Re: FDA recalls Starlink

From: Samantha Atkins (samantha@objectent.com)
Date: Sat Nov 04 2000 - 14:32:41 MST


Barbara Lamar wrote:
>
> >
> > Mike, I am certainly no fan of the FDA, but I think I have to side
> > with them
> > on this one. The food in question is engineered to produce its own
> > pesticide. This new corn is not chemically equivalent to natural
> > corn, but
> > is chemically equivalent to natural corn plus pesticide.
>
> Given that toxins tend to concentrate in urine, milk, and fat I wouldn't
> want to drink milk or eat meat from animals that had been fed this corn,
> nor would I want to use manure from these animals on my garden.

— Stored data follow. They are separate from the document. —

PR #3398, opened 2024-01-13
Initial 1.20.4 port

malte0811:
Status of the port:
- NeoForge: Working (though not thoroughly tested)
- Fabric: Same
- Forge: Would probably work if gradle didn't produce cryptic errors on both `build` and `runClient`
- Code still needs some cleanup

This is based on #3363 by @shartte.

### DIFF
--- a/NeoForgeApi/src/main/java/mezz/jei/api/neoforge/NeoForgeTypes.java
+++ b/NeoForgeApi/src/main/java/mezz/jei/api/neoforge/NeoForgeTypes.java
@@ -1,0 +1,35 @@
+package mezz.jei.api.neoforge;
+
+import mezz.jei.api.ingredients.IIngredientType;
+import mezz.jei.api.ingredients.IIngredientTypeWithSubtypes;
+import net.minecraft.world.level.material.Fluid;
+import net.neoforged.neoforge.fluids.FluidStack;
+
+/**
+ * Built-in {@link IIngredientType} for NeoForge Minecraft.
+ *
+ * @since 9.6.0
+ */
+public final class NeoForgeTypes {
+    /**
+     * @since 9.7.0
+     */
+    public static final IIngredientTypeWithSubtypes<Fluid, FluidStack> FLUID_STACK = new IIngredientTypeWithSubtypes<>() {
+        @Override
+        public Class<? extends FluidStack> getIngredientClass() {
+            return FluidStack.class;
+        }
+
+        @Override
+        public Class<? extends Fluid> getIngredientBaseClass() {
+            return Fluid.class;
+        }
+
+        @Override
+        public Fluid getBase(FluidStack ingredient) {
+            return ingredient.getFluid();
+        }
+    };
+
+    private NeoForgeTypes() {}
+}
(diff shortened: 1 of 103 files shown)


Spinoscythe:
can I add more commits to this PR?, I have free time

malte0811:
I think this is ready for review now. Known issues:
- The NF subprojects are mostly copies of the MCF subprojects with updated imports. I do not think there is much to be done about this, and since they are going to diverge further in the future it is probably a good idea anyway.
- Decompiling does not work for the Forge subprojects. I do not think this can be fixed without breaking decompilation for NeoForge. Since NF does not support binpatching in dev at all, that option would make even building for NF impossible, so I decided to keep MCF decompilation broken instead. The current status means that anything triggering source patching in FG fails, which unfortunately includes IDE import with the `Forge`/`ForgeApi` projects enabled.  
Technical details: Both NG and FG load a version of `DiffPatch` (`codechicken:DiffPatch:1.5.0.29` vs `net.minecraftforge:DiffPatch:2.0.12`). Both use the same package names, even though the maven artifact names suggest otherwise. So effectively one of these ends up getting prioritized over the other. Neither of the possible priority orders works:
  - If the version requested by NG is used (current state), FG fails during source patching because `PatchOperation$Builder#verbose(boolean)` does not exist in that version.
  - If the version requested by FG is used (by "preloading" FG before NG in the root `build.gradle.kts`), NG fails during source patching as well: It loads a class that only exists in the build used by NG, not FG. At least one of these builds is signed, so you end up with classes from jars with different signatures in the same package, which is forbidden and crashes.
  - Note that in both cases the failure occurs *after* the full decompilation, so testing this is rather slow.
- The new `StartEventObserver` is quite hacky, if anyone can suggest a cleaner approach it would be very welcome.

NeoForgeApi/src/main/java/mezz/jei/api/neoforge/NeoForgeTypes.java
```diff
@@ -0,0 +1,35 @@
...
+import net.neoforged.neoforge.fluids.FluidStack;
+
+/**
+ * Built-in {@link IIngredientType} for NeoForge Minecraft.
+ *
+ * @since 9.6.0
+ */
+public final class NeoForgeTypes {
+    /**
+     * @since 9.7.0
```
mezz: have to be careful to update `@since` tags in the api package to match the new version

settings.gradle.kts
```diff
@@ -15,11 +15,21 @@ pluginManagement {
...
 		exclusiveMaven("https://repo.spongepowered.org/repository/maven-public/") {
 			includeGroupByRegex("org\\.spongepowered.*")
 		}
 		gradlePluginPortal()
 	}
+	plugins {
+		id("net.neoforged.gradle.common") version("7.0.80")
+		id("net.neoforged.gradle.userdev") version("7.0.80")
+		id("fabric-loom") version("1.1.+")
+	}
```
mezz: The conflict between NeoForge and Forge may appear because these plugins are being applied at the root project level here. Can these be applied in the NeoForged gradle projects instead? Note there are no FG plugins set up in this file.

mezz (changes requested):
Looking good, I think this is the best approach!

mezz:
I was able to fix these issues, I think. I'll push them to this branch

mezz:
`StartEventObserver` seems good enough for now, it may need patching to NeoForge to improve it.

This is a bit strange considering that you are already consume animal
based products from animals fed foods quite saturated with pesticides.
The point of modifying a plant genetically to produce its own pesticide
is that it produces just enough (and if possible of a happier chemical)
for its needs. This results in much lower concentration of pesticides
than non-genetic means like spraying crops. The latter is a shotgun
approach and likely to result in much higher health risks and accidental
contamination of nearby lifeforms.

>
> I've had the experience of using manure from horses who'd been fed hay
> cut from pastures sprayed with 2,4-D. The herbicide residue in the manure
> killed all my broad leaf plants. Even the county ag extension agent here,
> who was educated at a university which advocated the liberal use of
> pesticides in agriculture now questions whether it is, afterall, a good
> thing.
>

Exactly. Old style pesticide use is much more dangerous. However, some
kind of pesticides must be used to have effective crop yields. So you
do what is most controllable.
 
> I doubt that it's any worse to eat Starlink corn itself than it would be
> to eat animals who'd been fed on it.

Actually it should be much better to eat animals fed this corn and the
corn itself than corn that had been massively sprayed the old-fashioned
way. The pesticide is in the plant but not necessarily as concentrated
in the actual corn. But I would need to see studies on that idea.